Então aqui vai mais uma dica de viagem. Vamos aproveitar esse verão!

Pontuação atualizada aqui!

Por Helena Martinelli

Breve guia de sobrevivência em solo soteropolitano segundo uma GWS nativa.

1. O calor não é o seu pior inimigo.

Sim, o calor é infernal. Mas existe

um outro aspecto da natureza muito mais perigoso e mortífero do que ele: a umidade. Logo que sair do avião, você sentirá um bafo de ar quente e cheio de vapor d’água pronto para auxiliar os microorganismos que moram na sua pele a formar colônias e armar seus cabelos. Nesse momento, você vai se dar conta de que não existe pele ou cabelo ruim, existe clima ruim. Para combatê-lo sem perder a elegância, turbine sua necessaire com um bom sabonete para o rosto (recomendo Dermotivin e Clinique sempre) e, caso já tenha a pele com tendência à oleosidade, um bom matificante com fator de proteção solar (Mary Kay e Clinique são boas opções). Para amansar de verdade os cabelos, o único jeito é não dar chance à natureza e apelar para o ar nada úmido do secador… Mas, francamente, menines, secar o cabelo nas férias em plena praia não dá, néam? Trancinhas, rabos de cavalo, e coques despretensiosos são muito mais simples, charmosos e adequados para o lazer diurno tropical.

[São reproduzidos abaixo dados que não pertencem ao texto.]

PR #2186, opened 2025-07-20
chore: speed up test by removing slow external call

RomanHotsiy:
## What/Why/How?

One test is slow as example.com responds very slow.

## Check yourself

## Security

### DIFF
--- a/resources/petstore-with-errors.yaml
+++ b/resources/petstore-with-errors.yaml
@@ -29,12 +29,10 @@ paths:
             example:
               summary: A foo example
               value: { 'foo': 'bar' }
-              externalValue: 'http://example.org/foo.json'
             examples:
               foo:
                 summary: A foo example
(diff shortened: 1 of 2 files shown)


DmitryAnansky (approved):

resources/petstore-with-errors.yaml
```diff
@@ -29,12 +29,10 @@ paths:
             example:
               summary: A foo example
               value: { 'foo': 'bar' }
-              externalValue: 'http://example.org/foo.json'
```
tatomyr, line 32: Have you considered replacing it with something that will fail immediately instead (e.g., `localhost`)?

RomanHotsiy: yes, but it doesn't make sense. this doesn't test anything meaningful.

tatomyr (approved):

PR #2187, opened 2025-07-20
fix: improve perf of config parsing

RomanHotsiy:
## What/Why/How?

The `normalizeVisitors` has a cubic asymptotic complexity.
It is very slow for config type tree which has 1000+ types in it. So resolving config multiple times  is very slow. I moved the normalizeVisitors call to be static so it's not recomputed every time.

I also fixed the condition in `normalizeVisitors` to improve the performance .

## Reference

Noticed while debugging performance of one project.

## Testing

No changes, all unit and e2e tests passing.

## Check yourself

## Security

### DIFF
--- a/packages/core/src/visitors.ts
+++ b/packages/core/src/visitors.ts
@@ -575,7 +575,6 @@ export function normalizeVisitors<T extends BaseVisitor>(
       if (parentContext) {
         addWeakNodes(ruleConf, parentContext.type, types[typeName], parentContext);
       }
-      3;
       if (visitorEnter || isObjectVisitor) {
         if (visitorEnter && typeof visitorEnter !== 'function') {
           throw new Error('DEV: should be function');


JLekawa (approved):

packages/core/src/visitors.ts
```diff
@@ -555,21 +556,26 @@ export function normalizeVisitors<T extends BaseVisitor>(
...
-      if (typeof typeVisitor === 'object') {
+      if (hasNestedVisitors) {
         normalizeVisitorLevel(ruleConf, typeVisitor, context, depth + 1);
       }
 
       if (parentContext) {
         addWeakNodes(ruleConf, parentContext.type, types[typeName], parentContext);
       }
-
+      3;
```
tatomyr: What is it?

RomanHotsiy:
```suggestion
```

tatomyr:
Tested internally: https://github.com/Redocly/redocly/pull/16846.

PR #2202, opened 2025-07-21
chore!: remove processRawConfig from loadConfig

tatomyr:
## What/Why/How?

Removed the deprecated `processRawConfig` from `loadConfig`. 
All the arguments that `processRawConfig` was receiving before, are in the `Config` instance now. 
There should be no user impact (expect for internal usage).

## Check yourself

## Security

### DIFF
--- a/packages/core/src/config/load.ts
+++ b/packages/core/src/config/load.ts
@@ -1,6 +1,5 @@
 import * as fs from 'node:fs';
 import * as path from 'node:path';
-import { ConfigValidationError } from './utils.js';
 import { resolveConfig } from './config-resolvers.js';
 import {
   BaseResolver,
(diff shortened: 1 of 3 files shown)


packages/core/src/config/load.ts
```diff
@@ -11,28 +10,14 @@ import {
...
     customExtends?: string[];
-    /** Deprecated */
-    processRawConfig?: RawConfigProcessor;
     externalRefResolver?: BaseResolver;
   } = {}
 ): Promise<Config> {
-  const {
-    configPath = findConfig(),
-    customExtends,
-    processRawConfig,
```
DmitryAnansky, line 33: Please make sure you adapt mono-repo when this changes applied.
I can see some usage in the codebase.

PR #2207, opened 2025-07-22
chore: remove duplications

tatomyr:
## What/Why/How?

WIP

## Check yourself

## Security


packages/cli/src/commands/split/index.ts
```diff
@@ -148,19 +156,23 @@ function traverseDirectoryDeepCallback(
 }
 
 export function crawl(object: unknown, visitor: (node: Record<string, unknown>) => void) {
-  if (!isObject(object)) return;
```
tatomyr, line 151: The previous `isObject` was also allowing arrays.
It was working because `Object.keys` for arrays produce an array of its keys 😄.

PR #2208, opened 2025-07-22
refactor!: replace enums with types

tatomyr:
## What/Why/How?

Addressing FIXMES before 2.0 GA: 
- Replaced `SpecVersion`, `SpecMajorVersion`, `OPENAPI3_METHOD`, and `OPENAPI3_COMPONENT` enums with types
- Removed `OasVersion` enum

## Check yourself

## Security

### DIFF
--- a/packages/core/src/bundle.ts
+++ b/packages/core/src/bundle.ts
@@ -28,11 +28,6 @@ import type { OasRef } from './typings/openapi.js';
 import type { Document, ResolvedRefMap } from './resolve.js';
 import type { CollectFn } from './utils.js';
 
-export enum OasVersion {
-  Version2 = 'oas2',
-  Version3_0 = 'oas3_0',
-  Version3_1 = 'oas3_1',
-}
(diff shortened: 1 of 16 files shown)


JLekawa (approved):

packages/core/src/bundle.ts
```diff
@@ -402,22 +389,22 @@ function makeBundleVisitor(
...
+        } else if (version === 'oas2') {
           components = root;
-        } else if (version === SpecMajorVersion.Async2) {
+        } else if (version === 'async2') {
           components = root.components = root.components || {};
-        } else if (version === SpecMajorVersion.Async3) {
+        } else if (version === 'async3') {
           components = root.components = root.components || {};
-        } else if (version === SpecMajorVersion.Arazzo1) {
+        } else if (version === 'arazzo1') {
```
DmitryAnansky, line 400: Could you please explain why do you want to avoid using some const here is all those places?

PR #2209, opened 2025-07-23
fix: fix resolved config had extra transformations

RomanHotsiy:
## What/Why/How?

`resolvedConfig` had assertions transformed for internal use but resolvedConfig is supposed to be "raw" (with only refs and extends resolved).

I moved the grouping into the `Config` instance.

## Reference

Noticed while testing in Realm.

## Testing
All tests pass, had to adjust snapshots and one test.

## Check yourself

## Security

### DIFF
--- a/.changeset/modern-fishes-float.md
+++ b/.changeset/modern-fishes-float.md
@@ -2,4 +2,4 @@
 "@redocly/openapi-core": patch
 ---
 
-Fixed config resolver grouping assertions instead of returning unchanged rules.
+Fixed and issue where the config resolver grouped assertions instead of returning unchanged rules.


packages/core/src/config/__tests__/fixtures/resolve-config/local-config-with-wrong-custom-function.yaml
```diff
@@ -6,8 +6,9 @@ rules:
     property: description
     message: Tag description must have at least 3 words.
     severity: error
-    test-plugin/checkWordsCount2:
-      min: 3
+    assertions:
+      test-plugin/checkWordsCount2:
+        min: 3
```
tatomyr: Old format. It should be 

```yaml
    subject: 
      type: Tag
      property: description
    message: Tag description must have at least 3 words.
    severity: error
    assertions:
      test-plugin/checkWordsCount2:
        min: 3
```

packages/core/src/config/__tests__/config-resolvers.test.ts
```diff
@@ -286,21 +291,23 @@ describe('resolveConfig', () => {
       );
     }
 
-    expect(asserts['test-plugin/checkWordsCount' as keyof Asserts]).toBeDefined();
+    // expect(asserts['test-plugin/checkWordsCount' as keyof Asserts]).toBeDefined();
```
tatomyr: Remove the comment?

packages/core/src/config/__tests__/config-resolvers.test.ts
```diff
@@ -259,11 +261,13 @@ describe('resolveConfig', () => {
     const rootOrApiRawConfig = {
       extends: ['local-config-with-custom-function.yaml'],
     };
-    const { plugins } = await resolveConfig({
+    const { plugins, resolvedConfig } = await resolveConfig({
       rawConfigDocument: makeDocument(rootOrApiRawConfig, configPath),
       configPath,
     });
 
+    new Config(resolvedConfig, { plugins });
```
tatomyr, line 270: What does this do?

packages/core/src/config/__tests__/config-resolvers.test.ts
RomanHotsiy: yes

packages/core/src/config/__tests__/config-resolvers.test.ts
RomanHotsiy: The assertions registration happens inside the constructor now, I'll add comment

packages/core/src/config/__tests__/fixtures/resolve-config/local-config-with-wrong-custom-function.yaml
RomanHotsiy: I will fix now.

packages/core/src/config/__tests__/config-resolvers.test.ts
tatomyr: Yes, but I don't see any related expects in the test. Or am I'm missing something?

packages/core/src/config/__tests__/config-resolvers.test.ts
RomanHotsiy: this was relying on the previous test I think

.changeset/modern-fishes-float.md
```diff
@@ -0,0 +1,5 @@
+---
+"@redocly/openapi-core": patch
+---
+
+Fixed config resolver grouping assertions instead of returning unchanged rules.
```
JLekawa:
```suggestion
Fixed and issue where the config resolver grouped assertions instead of returning unchanged rules.
```

tatomyr (approved):

PR #2213, opened 2025-07-24
fix: fix plugins in resolvedConfig

RomanHotsiy:
## What/Why/How?

`plugins` in `resolvedConfig` were not reflecting all the nested plugins. While other rules are merged I think plugins should be merged too.

## Reference
It caused a bug in Realm.

## Testing
Updated tests.
Tested with Realm.

## Check yourself

## Security

### DIFF
--- a/.changeset/funny-mayflies-knock.md
+++ b/.changeset/funny-mayflies-knock.md
@@ -1,0 +1,6 @@
+---
+"@redocly/openapi-core": major
+---
+
+Replaced the `SpecVersion`, `SpecMajorVersion`, `OPENAPI3_METHOD`, and `OPENAPI3_COMPONENT` enums with types for improved flexibility and type safety.
+Removed the unused `OasVersion` enum.
--- a/packages/cli/src/__tests__/commands/join.test.ts
+++ b/packages/cli/src/__tests__/commands/join.test.ts
@@ -4,7 +4,6 @@ import {
   detectSpec,
   getTotals,
   loadConfig,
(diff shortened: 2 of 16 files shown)


packages/core/src/config/types.ts
```diff
@@ -225,6 +225,7 @@ export type RawUniversalConfig = Omit<Partial<RedoclyConfig>, 'apis' | 'plugins'
 export type ResolvedConfig = Omit<RawUniversalConfig, 'apis' | 'plugins'> &
   ResolvedGovernanceConfig & {
     apis?: Record<string, ResolvedApiConfig>;
+    plugins?: string[];
```
yarokon, line 228: Form tests I see that plugins always defined. Should we change type or update logic?

RomanHotsiy: yes, will fix now

RomanHotsiy: Fixed logic and updated tests.

tatomyr (approved):

packages/core/src/config/__tests__/load.test.ts
```diff
@@ -7,6 +7,7 @@ import { BaseResolver } from '../../resolve.js';
 import * as fs from 'node:fs';
 import * as path from 'node:path';
 import { fileURLToPath } from 'node:url';
+import { createRequire } from 'node:module';
```
tatomyr: Do we need this?

PR #2215, opened 2025-07-24
chore!: remove the deprecated theme config property

tatomyr:
## What/Why/How?

Removed support for the deprecated `theme` property of Redocly config.
All the properties of `theme` are now available in the config root.

## Check yourself

## Security


JLekawa (approved):

JLekawa:
Closes [#15452](https://github.com/Redocly/redocly/issues/15452)

adamaltman (approved):

javierjulio:
This doesn't seem to work as expected in preview only. Running `redocly check-config` reports that my config is valid. When I run `redocly preview` the page reports an error in a modal from clicking an alert near the top right of the screen.

Screenshot 2025-07-25 at 11 06 26 AM

tatomyr:
@javierjulio what's the version of Redocly CLI you're using?

javierjulio:
@tatomyr sorry, I should have clarified. This is regarding the new v2 release as I was working on that update today. Thanks.

tatomyr:
Interesting. That's looks like something on the Realm's side. What's the version of Realm? Or it's just latest?

cc @volodymyr-rutskyi @Redocly/lightsabers

javierjulio:
I assume it's just the latest because I installed redocly v2. I tried setting a different product for the preview command but same error came up.

tatomyr:
@javierjulio I notified the owners of Realm. For now, I suggest you still use the root `theme` and ignore the check-config warnings until the validation in Realm is fixed.

tatomyr:
@javierjulio what do you use that options for? Configuring Redoc?

AlexVarchuk:
@javierjulio  For now, you could use `codeSamples` option in `redocly.yaml`. The docs you could find [here](https://redocly.com/docs/realm/config/openapi/code-samples)

javierjulio:
@tatomyr I noticed with v2 that the preview was all new and that it had on a list of languages in the middle right of the page. I just wanted to customize the order or which languages would only be shown but that didn't work due to the result above.

Screenshot 2025-07-29 at 7 30 50 PM

@AlexVarchuk thank you. That configuration example does work. I went off [this configuration example which fails](https://redocly.com/docs/cli/configuration#example-redocly-configuration-file) because it uses `generateCodeSamples` whereas what you linked to has `codeSamples` which works.

tatomyr:
@javierjulio yes, v2 uses our new Redoc.

PR #2245, opened 2025-08-05
fix(respect): binary data is destroyed when consumed with text

DmitryAnansky:
## What/Why/How?

Response binary data is destroyed when consumed with .text() and it wasn't possible to recreate, for example png image when working with the `Respect` run function results.

## Screenshots (optional)

Screenshot 2025-08-06 at 15 44 21

## Check yourself

## Security


packages/respect-core/src/utils/api-fetcher.ts
```diff
@@ -358,6 +358,14 @@ export class ApiFetcher implements IFetcher {
     const [responseContentType] = fetchResult.headers.get('content-type')?.split(';') || [
       'application/json',
     ];
+
+    // Handle response body based on content type
+    if (isBinaryContentType(responseContentType)) {
+      const arrayBuffer = await fetchResult.arrayBuffer();
+      responseBody = arrayBufferToBase64(arrayBuffer);
```
RomanHotsiy: do we need encoding to base64?

DmitryAnansky: I think you are right, let me test one scenario and if it works - I remove the encoding.

DmitryAnansky: Ok, so we will keep initial response type, this requires some adjustments for verbose / json / har logs.
We also should use deepCopy instead os JSON parse - stringify.

packages/cli/src/utils/json-stringify-with-array-buffer.ts
```diff
@@ -0,0 +1,31 @@
+export function jsonStringifyWithArrayBuffer(obj: any, space?: string | number): string {
+  return JSON.stringify(
+    obj,
+    (key, value) => {
+      if (value instanceof ArrayBuffer) {
```
RomanHotsiy, line 7: we should add some size limit here, we probably don't want to serialize more than 1mb as it will be really inefficient. Better to show "File to big blah blah".

DmitryAnansky: Updated, please take a look

Screenshot 2025-08-08 at 11 30 33

RomanHotsiy (approved):

.changeset/unlucky-feet-give.md
```diff
@@ -0,0 +1,7 @@
+---
+"@redocly/respect-core": patch
+"@redocly/openapi-core": patch
+"@redocly/cli": patch
+---
+
+Fixed binary response data in `Respect` results by properly encoding as base64.
```
tatomyr:
```suggestion
Fixed binary response data in `Respect` results by properly encoding it as base64.
```

packages/cli/src/utils/json-stringify-with-array-buffer.ts
```diff
@@ -0,0 +1,41 @@
...
+        if (value.byteLength > MAX_SIZE) {
+          return {
+            __type: 'ArrayBuffer',
+            data: `File too large to serialize (${value.byteLength} bytes). Maximum allowed size is ${MAX_SIZE} bytes.`,
+            byteLength: value.byteLength,
+          };
+        }
+
+        // Convert ArrayBuffer to base64 string for JSON serialization
```
tatomyr: Please remove redundant comments.

packages/respect-core/src/modules/logger-output/verbose-logs.ts
```diff
@@ -18,7 +18,13 @@ export function getVerboseLogs({
   if (headerParams && Object.keys(headerParams).length > 0) {
     verboseLogs.headerParams = headerParams;
   }
-  if (body && (body instanceof FormData || body instanceof File || Object.keys(body).length > 0)) {
+  if (
+    body &&
+    (body instanceof FormData ||
+      body instanceof File ||
+      Object.keys(body).length > 0 ||
+      body instanceof ArrayBuffer)
```
tatomyr:
```suggestion
      body instanceof ArrayBuffer) ||
      Object.keys(body).length > 0
```

Could it be put that way?

packages/respect-core/src/utils/api-fetcher.ts
```diff
@@ -358,8 +357,18 @@ export class ApiFetcher implements IFetcher {
     const [responseContentType] = fetchResult.headers.get('content-type')?.split(';') || [
       'application/json',
     ];
+
+    // Handle response body based on content type
```
tatomyr: Do we need this comment?

packages/respect-core/src/utils/deepCopy.ts
```diff
@@ -0,0 +1,46 @@
...
+    return obj;
+  }
+
+  // Handle circular references
+  if (visited.has(obj)) {
+    return visited.get(obj);
+  }
+
+  // Handle special object types that should be returned as-is
+  if (
```
tatomyr: Is it the same as https://github.com/Redocly/redocly-cli/pull/2245/files#diff-54e095d192c7833f14cb467989885a55d3c5c9912c4454797737996ce1ac6fd8R46? 
Could you reuse it?

packages/respect-core/src/utils/deepCopy.ts
```diff
@@ -0,0 +1,46 @@
...
+      copiedArray[i] = deepCopy(obj[i], visited);
+    }
+    return copiedArray;
+  }
+
+  // Handle regular objects
+  const copied = {} as any;
+  visited.set(obj, copied);
+  for (const key in obj) {
+    if (Object.prototype.hasOwnProperty.call(obj, key)) {
```
tatomyr:
```suggestion
    if (Object.hasOwn(obj, key)) {
```

tatomyr (commented):
Had a quick look. Will take another round a bit later.

packages/respect-core/src/utils/deepCopy.ts
DmitryAnansky: Our compiler does not support this
```
Property 'hasOwn' does not exist on type 'ObjectConstructor'
```

packages/respect-core/src/utils/deepCopy.ts
DmitryAnansky: nor really, for verbose logs we would like to control the output and only display what we expect.

packages/respect-core/src/utils/deepCopy.ts
tatomyr: Well, then we have to update our compiler settings. Let's do that separately.

.changeset/unlucky-feet-give.md
tatomyr: Have you applied the change?

packages/respect-core/src/utils/deepCopy.ts
tatomyr: But please put a FIXME to change it.

packages/respect-core/src/modules/logger-output/verbose-logs.ts
DmitryAnansky: no, this logic would be different then.

packages/respect-core/src/utils/api-fetcher.ts
```diff
@@ -17,6 +17,7 @@ import { getResponseSchema } from '../modules/description-parser/index.js';
 import { collectSecretFields } from '../modules/flow-runner/index.js';
 import { parseWwwAuthenticateHeader } from './digest-auth/parse-www-authenticate-header.js';
 import { generateDigestAuthHeader } from './digest-auth/generate-digest-auth-header.js';
+import { isBinaryContentType } from './isBinaryContentType.js';
```
tatomyr: Please use kebab-case for filenames.

packages/respect-core/src/utils/api-fetcher.ts
```diff
@@ -358,8 +357,17 @@ export class ApiFetcher implements IFetcher {
     const [responseContentType] = fetchResult.headers.get('content-type')?.split(';') || [
       'application/json',
     ];
+
+    if (isBinaryContentType(responseContentType)) {
+      const arrayBuffer = await fetchResult.arrayBuffer();
+      responseBody = arrayBuffer;
```
tatomyr: Do we need arrayBuffer?

packages/respect-core/src/utils/deepCopy.ts
```diff
@@ -0,0 +1,46 @@
+export function deepCopy(obj: any, visited = new WeakMap()): any {
+  if (obj === null || typeof obj !== 'object') {
```
tatomyr:
```suggestion
  if (Array.isArray(obj) || isPlainObject(obj)) {
```

packages/respect-core/src/utils/deepCopy.ts
```diff
@@ -0,0 +1,46 @@
+export function deepCopy(obj: any, visited = new WeakMap()): any {
```
tatomyr: It's not always an object.

packages/respect-core/src/utils/deepCopy.ts
```diff
@@ -0,0 +1,45 @@
+import { isPlainObject } from '@redocly/openapi-core';
```
tatomyr: Please rename the file.

tatomyr (approved):

PR #2249, opened 2025-08-12
fix: pass externalRefResolver to nested workflow context

DmitryAnansky:
## What/Why/How?
Ensure `externalRefResolver`  and `skipLint` options are correctly passed to nested workflow contexts.
## Check yourself

## Security

### DIFF
--- a/packages/respect-core/src/modules/flow-runner/runner.ts
+++ b/packages/respect-core/src/modules/flow-runner/runner.ts
@@ -251,7 +251,6 @@ export async function resolveWorkflowContext(
   ctx: TestContext,
   config: Config
 ) {
-  const { logger } = ctx.options;
   const sourceDescriptionId =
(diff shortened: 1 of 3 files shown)


packages/respect-core/src/modules/flow-runner/runner.ts
```diff
@@ -282,6 +282,8 @@ export async function resolveWorkflowContext(
           envVariables: ctx.options.envVariables,
           logger,
           fetch: ctx.options.fetch,
+          externalRefResolver: ctx.options?.externalRefResolver,
```
tatomyr: Are `ctx.options` optional? I see it's used without the optional chaining elsewhere. Also, could we just spread all `...ctx.options` here instead of putting every single property?

DmitryAnansky: there are some extra info passed in this case, but lets do it, to keep it sync

tatomyr (approved):

PR #2254, opened 2025-08-12
feat: updated the exported `run` function in `Respect` to utilize the max steps count logic

DmitryAnansky:
## What/Why/How?

Updated the exported `run` function in `Respect` to utilize the max steps count logic.

## Check yourself

## Security


.changeset/thick-shrimps-begin.md
```diff
@@ -0,0 +1,5 @@
+---
+"@redocly/respect-core": patch
+---
+
+Updated the exported `run` function in `Respect` to utilize the max steps count logic.
```
JLekawa:
```suggestion
Updated the exported `run` function in `Respect` to utilize the `maxSteps` count logic.
```

packages/respect-core/src/modules/flow-runner/runner.ts
```diff
@@ -70,12 +91,13 @@ async function runWorkflows(testDescription: TestDescription, options: AppOption
...
     // run dependencies workflows first
     if (workflow.dependsOn?.length) {
-      await handleDependsOn({ workflow, ctx, config: options.config });
+      await handleDependsOn({ workflow, ctx, config: options.config, executedStepsCount });
     }
 
     const workflowExecutionResult = await runWorkflow({
       workflowInput: workflow.workflowId,
       ctx,
+      executedStepsCount,
```
tatomyr, line 100: This looks like it could reside inside `ctx`.

packages/respect-core/src/modules/flow-runner/runner.ts
```diff
@@ -212,10 +236,12 @@ async function handleDependsOn({
   workflow,
   ctx,
   config,
+  executedStepsCount,
```
tatomyr, line 239: Same.

packages/respect-core/src/run.ts
```diff
@@ -32,6 +32,7 @@ export type RespectOptions = {
 };
 
 export async function run(options: RespectOptions): Promise<RunFileResult[]> {
+  const executedStepsCount = { value: 0 };
```
tatomyr, line 35: What is the need for making it an object? Wouldn't a bare number be sufficient?

packages/respect-core/src/run.ts
```diff
@@ -57,13 +59,15 @@ export async function run(options: RespectOptions): Promise<RunFileResult[]> {
...
+  executedStepsCount,
   collectSpecData,
 }: {
   options: RunOptions;
   startedAt: number;
+  executedStepsCount: ExecutedStepsCount;
   collectSpecData?: CollectFn;
 }): Promise<RunFileResult> {
-  const result = await runTestFile(options, collectSpecData);
+  const result = await runTestFile({ options, collectSpecData, executedStepsCount });
```
tatomyr, line 70: I think we can declare [this line](https://github.com/Redocly/redocly-cli/pull/2254/files#diff-506a59c0d66ea6dbc12dac72910481ff7f53671c50a900e998285c236816a088R35) here.

tatomyr: Or [here](https://github.com/Redocly/redocly-cli/pull/2254/files#diff-cdff60738b3360481be05ac2a341b18d47ced550d3beea9ef1cf1ecfcefcf89bR33).

tatomyr: Or even [here](https://github.com/Redocly/redocly-cli/pull/2254/files#diff-cdff60738b3360481be05ac2a341b18d47ced550d3beea9ef1cf1ecfcefcf89bR63).

tatomyr: And therefore pass the `executedStepsCount` down fewer floors.

DmitryAnansky: its better to keep it on the top level to have clear vision when it is started.

packages/respect-core/src/modules/flow-runner/runner.ts
DmitryAnansky: discussed offline

packages/respect-core/src/modules/flow-runner/runner.ts
DmitryAnansky: discussed offline

packages/respect-core/src/run.ts
DmitryAnansky: discussed offline

DmitryAnansky: number is passed by value and we needed object to pass by reference and mutate deeper in the path

tatomyr (approved):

Minha sugestão é: abusem dos penteados e economizem na escova.

2. Parecer turista em uma cidade turística não é algo inteligente.

Também adoro Yves-Saint Laurent e acho charmosíssimo o look Safari que ele propôs. Porém, contudo, entretanto, todavia, esse é o tipo de visual que dá mais certo em Hollywood e na Vogue do que em Salvador. Isso porque roupas cáqui, chapéus e mochilas imensas aumentam em 500% a chance de assédio por vendedores ambulantes, baianas fake que distribuem fitinhas do Bonfim, garota(os) de programa e ladrões. Se você tiver pele e/ou cabelo claros, essas chances já são altas o suficiente, principalmente em lugares como o Pelourinho e o Mercado Modelo. O melhor é tentar se misturar com a população e preferir roupas leves e coloridas. Bermuda jeans, camiseta e sandálias havaianas são atemporais por aqui.

3. Cidade luuuuuuuz

Não, Salvador não é Paris, mas é clara que só ela. Isso provavelmente comprometerá seu disfarce de não-turista, mas leve na mala alguns pares de óculos escuros. Sair com a pupila nua é dor de cabeça garantida até pra mim que vivo aqui há 25 anos.

4. Não tem nada de errado com você. As pessoas é que são assim mesmo.

Se a cada passo que você der na rua, ouvir uma cantada, com direito a porteiros mandando beijos pelo interfone, não precisa estranhar. Sem querer desmerecer seu poder de sedução, é meu dever alertá-la para o fato de que o homem médio soteropolitano é sociopata, tarado, depravado e tem como hobby inventar cantadas sem noção para recitar quando qualquer coisa que aparente ser do sexo feminino passar por ele. No mais, vale dizer que, para a população em geral, se você está na rua, é para conversar. Não é incomum alguém que você nunca viu mais gordo puxar conversa em qualquer hora e lugar e, caso você ignore, puxar conversa com outra pessoa para reclamar da sua atitude.

5. A culinária é divina, mas pode ser diabólica.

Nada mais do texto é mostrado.